A maneira com que o espaço é projetado determinará se foi adequado, afinal, Pallasmaa retrata que “uma edificação não é o fim por si só, ela emoldura, articula, estrutura, dá importância, relaciona, separa e une, facilita e proíbe”.
Assim, as experiências autênticas de arquitetura consistem, por exemplo, em abordar ou confrontar uma edificação, entre se apropriar formalmente de uma fachada, em olhar para dentro e para fora de uma janela, em vez de olhar os espaços de forma meramente estéticos. O espaço arquitetônico é um espaço vivenciado que transcende a geometria e mensurabilidade.

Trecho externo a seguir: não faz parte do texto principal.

PR #389, opened 2016-08-31
Move the process of updating bugzilla on PoC changes to be fedmsg-based

pypingou:


pypingou:
While open this PR shouldn't be merged right now, I first would like to discuss with other users of pkgdb about this change and see if we shouldn't keep the current code (which hasn't be removed/deactivated in this changeset anyway) working with some sort of boolean in the configuration file to pick the method.

fedmsg_update_bz.py
```diff
@@ -0,0 +1,54 @@
...
+    def __init__(self, hub):
+        super(UpdateBZConsumer, self).__init__(hub)
+
+    def consume(self, msg):
+        msg = msg['body']
+        self.log.info("Got a message %r" % msg['topic'])
+
+        pkg_poc = msg['msg'].get('username')
+        if not pkg_poc:
+            msg['msg']['package_listing']['point_of_contact']
```
sayanchowdhury: This value is not assigned?

pypingou: Fixed :)

sayanchowdhury:
:+1:  for me.

pypingou:
I'm going to make a release without this change first, to be on the safe side :)

fedmsg_update_bz.py
```diff
@@ -0,0 +1,54 @@
...
+    def __init__(self, hub):
+        super(UpdateBZConsumer, self).__init__(hub)
+
+    def consume(self, msg):
+        msg = msg['body']
+        self.log.info("Got a message %r" % msg['topic'])
+
+        pkg_poc = msg['msg'].get('username')
+        if not pkg_poc:
+            pkg_poc = msg['msg']['package_listing']['point_of_contact']
```
bowlofeggs: When would pkg_poc have been None?

fedmsg_update_bz.py
```diff
@@ -0,0 +1,54 @@
...
+        pkg_prev_poc = msg['msg'].get('previous_owner')
+        pkg_name = msg['msg'].get('package_name')
+        if not pkg_name:
+            pkg_name = msg['msg']['package_listing']['package']['name']
```
bowlofeggs: When would pkg_name be None?

PR #186, opened 2025-04-01
ECKIT-628 added timeout to RLE encoder

danovaro:
added optional timeout to RLEdecode2 (to be used in mars-server layout compression).
As the timeout expires, we copy the remaining input data and return

### DIFF
--- a/src/eckit/utils/RLE.cc
+++ b/src/eckit/utils/RLE.cc
@@ -126,13 +126,22 @@ stop:
 }
 
 template <class T, class U>
-long long RLEencode2(T first, T last, U output, long long maxLoop, const EncodingClock::duration timelimit) {
-    std::optional<EncodingClock::time_point> deadline{};
-    if (timelimit != EncodingClock::duration::zero()) {
-        deadline = EncodingClock::now() + timelimit;
-    }
-    return RLEencode2timeout(first, last, output, maxLoop, deadline);
+long long RLEencode2(T first, T last, U output, long long maxLoop) {
+    return RLEencode2timeout(first, last, output, maxLoop, std::optional<EncodingClock::time_point>{});
 }
+
+template <class T, class U>
+long long RLEencode2(T first, T last, U output, long long maxLoop, const EncodingClock::duration timelimit) {
+    return RLEencode2timeout(first, last, output, maxLoop,
+                             std::optional<EncodingClock::time_point>{EncodingClock::now() + timelimit});
+}
+
+template <class InputIterator, class OutputIterator>
+long long RLEencode2(InputIterator first, InputIterator last, OutputIterator result, long long maxloop);
+
+template <class InputIterator, class OutputIterator>
+long long RLEencode2(InputIterator first, InputIterator last, OutputIterator result, long long maxloop,
+                     const EncodingClock::duration timelimit);
 
 template <class T, class U>
 void RLEdecode2(T first, T last, U output) {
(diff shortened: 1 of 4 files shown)


src/eckit/utils/RLE.h
```diff
@@ -16,6 +16,7 @@
 
 
 #include <iosfwd>
+#include <chrono>
```
pmaciel, line 20: #include <optional>

src/eckit/utils/RLE.cc
```diff
@@ -11,6 +11,7 @@
 #include <cstddef>
 #include <iterator>
 #include <vector>
+#include <chrono>
```
pmaciel, line 14: Instead of some of these headers, including <chrono>, include RLE.h here

src/eckit/utils/RLE.h
```diff
@@ -26,7 +27,7 @@ namespace eckit {
 class Stream;
 
 template <class InputIterator, class OutputIterator>
```
pmaciel, line 29: I would do something like, before you use steady_clock and in the header:
using EncodingClock = std::chrono::steady_clock;

And use this type instead of explicitly refering to std::chrono::steady_clock. In this overview, I think you can replace every single instance of referring inside std::chrono with this new type.

pmaciel (changes requested):
You're

src/eckit/utils/RLE.h
```diff
@@ -14,19 +14,22 @@
...
+using EncodingClock = std::chrono::steady_clock;
+
 //-----------------------------------------------------------------------------
 
 class Stream;
 
 template <class InputIterator, class OutputIterator>
-long long RLEencode2(InputIterator first, InputIterator last, OutputIterator result, long long maxloop);
+long long RLEencode2(InputIterator first, InputIterator last, OutputIterator result, long long maxloop,
+                     EncodingClock::duration timelimit = EncodingClock::duration::zero());
```
Ozaq, line 32: I like the use of optional in the inner function, I think the interface would be nice if this was also used here, i.e. 
```suggestion
long long RLEencode2(InputIterator first, InputIterator last, OutputIterator result, long long maxloop,
                     const std::optional<EncodingClock::duration>& timelimit = std::nullopt);
```

src/eckit/utils/RLE.cc
```diff
@@ -98,26 +101,36 @@ long long RLEencode2(T first, T last, U output, long long maxLoop) {
...
-        n += RLEencode2(from + k * x, last, output, maxLoop);
+        n += RLEencode2timeout(from, from + x, output, maxLoop, deadline);
+        n += RLEencode2timeout(from + k * x, last, output, maxLoop, deadline);
 
         return n;
     }
 }
 
+template <class T, class U>
+long long RLEencode2(T first, T last, U output, long long maxLoop, EncodingClock::duration timelimit) {
```
Ozaq, line 126: Same as in header
```suggestion
template <class T, class U>
long long RLEencode2(T first, T last, U output, long long maxLoop, const std::optional<EncodingClock::duration>& timelimit) {
```

src/eckit/utils/RLE.h
```diff
@@ -14,19 +14,22 @@
 #ifndef eckit_RLE_h
 #define eckit_RLE_h
 
-
+#include <chrono>
```
Ozaq, line 17: need to add `#include <optional>` here if you apply my suggestion or in cpp if you don't.

src/eckit/utils/RLE.cc
danovaro: we include RLE.cc in RLE.h due to the template, so this change has little impact

PR #188, opened 2025-04-02
Adds safe signed->unsigned, unsigned->signed casts

Ozaq:
Adds new 'into_unsigned()' and 'into_signed' type casts that throw on conversion from a unrepresentable value in the target representation.

### DIFF
--- a/src/eckit/utils/SafeCasts.h
+++ b/src/eckit/utils/SafeCasts.h
@@ -1,0 +1,72 @@
+/*
+ * (C) Copyright 2025- ECMWF.
+ *
+ * This software is licensed under the terms of the Apache Licence Version 2.0
+ * which can be obtained at http://www.apache.org/licenses/LICENSE-2.0.
+ * In applying this licence, ECMWF does not waive the privileges and immunities
+ * granted to it by virtue of its status as an intergovernmental organisation nor
+ * does it submit to any jurisdiction.
+ */
+
+/**
+ * Place functions to allow for save type casting in this file
+ */
+#pragma once
+#include <limits>
+#include <type_traits>
+
+#include "eckit/exception/Exceptions.h"
+
+namespace eckit {
+
+/**
+ *  Casts signed integer into unsigned.
+ *  @param value to cast from.
+ *  @return value cast into, same as before but unsigned type.
+ *  @throws BadCast if used with a negative value.
+ */
+template <typename S, std::enable_if_t<std::is_integral_v<S> && std::is_signed_v<S>, int> = 0>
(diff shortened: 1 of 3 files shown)


simondsmart:
Looks nice. What is the use case you have in mind?

Ozaq:
> Looks nice. What is the use case you have in mind?

I am reading a signed value in Hermes (which should have been a unsigned value), and since I am receiving the value form the network I want to ensure the service is safely converting the value, or raise an error that can be handled gracefully.

wdeconinck (approved):
I think this will be very useful!

wdeconinck:
Note, the unit test fails compilation for rocky-8.6.
https://github.com/ecmwf/eckit/actions/runs/14229901435/job/39878181222?pr=188#step:3:3872

Ozaq:
> i like this PR :-)
> 
> But I would like to raise the discussion, shouldn't this be integrated with eckit::Translator ? It serves a similar purpose, and we'de benefit from integrating this PR's more-natural interface into the more cumbersome Translator operator()(...)

I haven't even looked into translator... (or was particularly aware of its existence) Let me have a look and i'll get back to you.

simondsmart:
Note that we have already added the translate<To>() function which somewhat improves the Translator functionality.

Ozaq:
> i like this PR :-)
> 
> But I would like to raise the discussion, shouldn't this be integrated with eckit::Translator ? It serves a similar purpose, and we'de benefit from integrating this PR's more-natural interface into the more cumbersome Translator operator()(...)

Ok so I had some time to look into the translator. I think this should not become part of the translator. All specializations in Translator.h deal with serialization or deserialization (one of FROM/TO are `std::string`). While it could be integrated into translator just from looking at the interface I don't think it would make for nice semantics.

Ozaq:
Can we move on with this as it is now or do you have specific change requests?

pmaciel:
> Can we move on with this as it is now or do you have specific change requests?

Yes, please merge this with Translator (in the right place) -- otherwise we will start having multiple ways of doing the same thing

wdeconinck:
My guess is miscommunication. I suspect @pmaciel  didn't mean to replace this functionality with eckit::Translator and he doesn't mean that you should be using eckit::Translator. Rather he means to refactor eckit::Translator to make use of this new functionality, if possible.

pmaciel:
Yes indeed - to me the SafeCasts file is fine, it's just  Translator should use this for its existing (and possibly missing) specialisations

Ozaq:
+1 thank ms for the clarification! Will do!

pmaciel (approved):
After a call with @Ozaq we agreed to make a more modern solution, while providing a easy transition.

PR #189, opened 2025-04-22
Python wheel: add testpypi param, push-tag trigger

tmi:
1/ exposes `use_test_pypi` option -- with that set to `true`, the action is safe to run from any branch etc. Later I'll add a trigger to test it automatically on eg a PR to `main`
2/ adds wheel building & uploading invocation to tag push

Note: *needs* https://github.com/ecmwf/reusable-workflows/pull/18 merged


iainrussell (approved):
Looks good to me!

PR #190, opened 2025-05-06
Python wheel: minor fix

tmi:
Minor fix in the bash script for wheel building


wdeconinck (approved):

simondsmart:
This looks like something quite nasty in there is failing in the CI?

PR #195, opened 2025-06-11
Fix formatting

Ozaq:


Ozaq:
> This doesn't look right, that a 'fix formatting' PR is failing the clang-format test...

So we run the CI action on the github event 'pull_request' by default. Additionally we run 'pull_request_target' if there is any label on the PR. Now the problem is that they run in different contexts and also point to different commits. When started with 'pull_request_target' the GITHUB_REF and GITHUB_SHA point to the commit of the target. If this is checked out the code actually tested is the one from develop (with the formatting errors).

wdeconinck (approved):

PR #200, opened 2025-06-20
Feature/eckit codec

pmaciel:
Update to eckit::codec
- record re-compression tool
- support for std::byte scalar and array
- move adapter from namespace std to eckit::codec
- DataType update for uint32_t (saw that change in atlas-io)


pmaciel:
Maybe best to see it as each commit separately

src/eckit/codec/detail/TypeTraits.h
```diff
@@ -14,7 +14,9 @@
 
 #include <type_traits>
 
-#include "eckit/codec/detail/DataType.h"
+#include "eckit/codec/detail/DataType.h"  // enforce visibility
+#include "eckit/codec/types/scalar.h"     // ...
+#include "eckit/codec/types/string.h"     // ...
```
wdeconinck, line 19: I would not add scalar or string here in TypeTraits class.
You could add it just where needed.
Anyway it is already exported in "eckit/codec/codec.h"

PR #207, opened 2025-07-02
fix cmake: bump min ecbuild version

mcakircali:
missing testproperties in ecbuild 3.7

### Contributor Declaration

### DIFF
--- a/CMakeLists.txt
+++ b/CMakeLists.txt
@@ -11,7 +11,7 @@
 
 cmake_minimum_required( VERSION 3.12 FATAL_ERROR )
 
-find_package( ecbuild 3.7 REQUIRED HINTS ${CMAKE_CURRENT_SOURCE_DIR} ${CMAKE_CURRENT_SOURCE_DIR}/../ecbuild)
+find_package( ecbuild 3.9.1 REQUIRED HINTS ${CMAKE_CURRENT_SOURCE_DIR} ${CMAKE_CURRENT_SOURCE_DIR}/../ecbuild)
 
 project( eckit LANGUAGES CXX )
 


mcakircali:
> What has changed that makes 3.9.1 the minimum now?

@simondsmart a test had been added that used TEST_PROPERTIES (see description)

mcakircali:
> > What has changed that makes 3.9.1 the minimum now?
> 
> @simondsmart a test had been added that used TEST_PROPERTIES (see description)

@pmaciel, you added the test, any comments how to progress?

someone needs to merge this or remove the TEST_PROPERTIES as @wdeconinck suggests.

mcakircali:
> @mcakircali, @wdeconinck Yes I agree with all the discussion, I've just pushed a change going closer to CMake syntax. In my opinion there are three problems:
> 
> * TEST_PROPERTIES isn't useful, there's set_tests_properties instead
> * ecbuild's ecbuild_add_test doesn't always add the target, as opposed to CMake's add_test (so any necessary following logic is necessarily different)
> * we always have a mix of old/new deployed versions on the workers but severely limited on moving forward do to significantly older operational platforms, sometimes in spite of modern cmake
> 
> It isn't a good idea to bring more and more features to ecbuild, but rather less. We are really moving away from writing portasble code. In fact if anything, we should be deprecating ecbuild features now that, for the most part, the same functionality or better already exists for CMake versions, including old ones (~2-3 years old). We are almost forcing CMake 2-like syntax because we cannot move, and this is a massive amount of technical debt accumulating.

@pmaciel I understand that you also suggest removing TEST_PROPERTIES, correct me if I'm wrong.

@wdeconinck reverting my commit, can you remove TEST_PROPERTIES and use CMake macros?

I hope we can move this forward.

wdeconinck:
Thanks @mcakircali , in the light of recent commit by @pmaciel  (https://github.com/ecmwf/eckit/commit/5ec356d84d12bdaf6819114f0dc02012815c5696) into develop, we can delay bumping the required version, which in general increases compatibility, bumping just one package to a new version without requiring  to update more packages, to test in isolation.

Dessa maneira, por acreditarmos que a arquitetura não cria meros objetos visuais, mas projetos com significados, o valor final de uma edificação ultrapassa o projeto técnico. Ela redireciona a consciência pessoal e individual para um novo olhar que proporciona a sensação de que o espaço é munido de identidade e vida, e este foi o nosso propósito. Como resposta, traçamos o caminho de uma arquitetura que dialogue com o ser humano, traduza a essência da natureza e deixe de legado o respeito pelo lugar onde foi edificada a Casa Shangri-La.